Characteristics of the Evolution of Precipitation Particles during a Stratiform Precipitation Event in Liupan Mountains

Abstract

This study utilizes comprehensive observational data from a stratiform mixed-cloud precipitation event in Liupan Mountains, combined with ground-based millimeter-wave cloud radar (CR), micro rain radar (MRR), and microwave radiometer (MR) data, to study the evolution characteristics and conversion efficiency of precipitation particles in the ice–water mixed layer, melting layer, and below these layers during the formation and dissipation of precipitation. The results show the following: (1) When precipitation particles occupy more than 20% of cloud layers detected by cloud radar, the ice–water mixed cloud layer descends and evolves into a precipitating cloud. (2) During surface precipitation periods, the proportion of raindrops forming precipitation was equivalent to that of small-scale precipitation particles in the cloud layers.

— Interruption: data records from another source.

PR #8516, opened 2023-01-14
[INT-802] Implement the S3 Gateway bucket name proposal

msteffen:
Design doc: https://docs.google.com/document/d/1fZOMtcS0onT2AKjd3qqP9FsssjIa_uvNpJc9oJ1ADI0/edit#heading=h.od8ud5qhgnpc

* Remove meta repos from the S3 gateway
* ListBucket returns exclusively bucket names of the form branch.repo.project (even when branch="master" and project="default")
* Otherwise, preserve backwards compatibility when resolving bucket names (so "s3://repo" and "s3://branch.repo" still resolve correctly as well)

### DIFF
--- a/src/server/pfs/s3/driver.go
+++ b/src/server/pfs/s3/driver.go
@@ -10,7 +10,6 @@ import (
 	"strings"
 	"time"
 
-	"github.com/gorilla/mux"
 	"github.com/pachyderm/pachyderm/v2/src/client"
 	"github.com/pachyderm/pachyderm/v2/src/internal/errors"
 	"github.com/pachyderm/pachyderm/v2/src/internal/grpcutil"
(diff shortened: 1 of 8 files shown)


src/server/pfs/s3/driver.go
```diff
@@ -54,47 +53,20 @@ func NewMasterDriver() *MasterDriver {
...
-	if b.Repo.Type == pfs.UserRepoType {
-		return fmt.Sprintf("%s.%s.%s", b.Name, b.Repo.Name, b.Repo.Project.Name)
-	}
-	return fmt.Sprintf("%s.%s.%s.%s", b.Name, b.Repo.Type, b.Repo.Name, b.Repo.Project.Name)
-}
-
 func (d *MasterDriver) listBuckets(pc *client.APIClient, r *http.Request, buckets *[]*s2.Bucket) error {
-	var isProjectAware = mux.Vars(r)[isProjectAwareVar] == isProjectAwareValue
-	repos, err := pc.ListRepoByType("") // get repos of all types
+	repos, err := pc.ListRepo() // get repos of all types
```
robert-uhl, line 57: `ListRepo` only returns user repos, which I think is what you intend — but the comment is now incorrect.

src/server/pfs/s3/driver.go
```diff
@@ -54,47 +53,20 @@ func NewMasterDriver() *MasterDriver {
...
-			var name string
-			if isProjectAware {
-				name = projectBranchBucketName(branch)
-			} else {
-				name = branchBucketName(branch)
-			}
+		for _, b := range repo.Branches {
 			*buckets = append(*buckets, &s2.Bucket{
-				Name:         name,
+				Name:         fmt.Sprintf("%s.%s.%s", b.Name, b.Repo.Name, b.Repo.Project.Name),
```
robert-uhl, line 69: You might wish to either use `GetRepo().GetProject().GetName()` &c., or check for nils.

src/server/pfs/s3/driver.go
```diff
@@ -103,10 +75,12 @@ func (d *MasterDriver) listBuckets(pc *client.APIClient, r *http.Request, bucket
...
-	branch := "master"
-	var repo *pfs.Repo
+func bucketNameToCommit(bucketName string) (*pfs.Commit, error) {
+	var (
+		id     string
+		branch string
+		repo   *pfs.Repo
+	)
 
 	// the name is [commitID.][branch. | branch.type.]repoName
```
bbonenfant, line 85: I believe this comment is now out of date

src/server/pfs/s3/driver.go
```diff
@@ -115,64 +89,31 @@ func bucketNameToCommit(bucketName string) *pfs.Commit {
...
-		return nil, errors.Errorf("bad bucket name %s", bucketName)
+		// e.g. s3://myrepo
+		repo, branch = client.NewProjectRepo(pfs.DefaultProjectName, parts[0]), "master"
 	case 2:
-		repo = client.NewProjectRepo(parts[1], parts[0])
+		// e.g. s3://mybranch.myrepo
+		repo, branch = client.NewProjectRepo(pfs.DefaultProjectName, parts[1]), parts[0]
 	case 3:
-		repo = client.NewSystemProjectRepo(parts[2], parts[1], parts[0])
-	default:
```
bbonenfant, line 156: Should the default case have been removed?

bbonenfant (approved):
LGTM! It appears that this doesn't include the "user nudging" towards using fully qualified paths. That makes sense given the scope, but should a follow on ticket be created?

src/server/pfs/s3/driver.go
msteffen: Done!

src/server/pfs/s3/driver.go
msteffen: Fixed, thanks

src/server/pfs/s3/driver.go
msteffen: Nope, thanks! I fixed it and added a test (and, actually, changed the `SplitN(bucketName, 4)` call above to `SplitN(bucketName, 5)` to fix the test—bucket names could have 4 components, so splitting the name into only 4 pieces could mask a too-long-bucket-name error by parsing the name so that the project has a '.' in it. But they can't have 5)

msteffen:
@robert-uhl is on PTO until the end of the week, and since Ben has already looked through this PR, I wanted to merge it so we could start using it in testing sessions and such. Bob, if you notice anything that you want addressed, just let me know and I'll make a follow up!

msteffen:
> LGTM! It appears that this doesn't include the "user nudging" towards using fully qualified paths. That makes sense given the scope, but should a follow on ticket be created?

Just created https://github.com/pachyderm/pachyderm/pull/8516#pullrequestreview-1264226028 to track that.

The proportion of precipitation particles in the cloud layers with temperatures below 0 °C averaged 25%. Ice-phase particles within the bright band (BB) melted, coalesced, and grew into larger precipitation particles, increasing their proportion to 55%. (3) After surface precipitation ended, the water content and precipitation rate of the cloud layer were 60% and 52% of those during the precipitation process, respectively. The proportion of small-scale precipitation particles in the cloud layers was approximately half of that during the precipitation period. A large number of evaporated small-scale precipitation particles floated in the air layer below the clouds, occupying less than 6.0% of the cloud layers.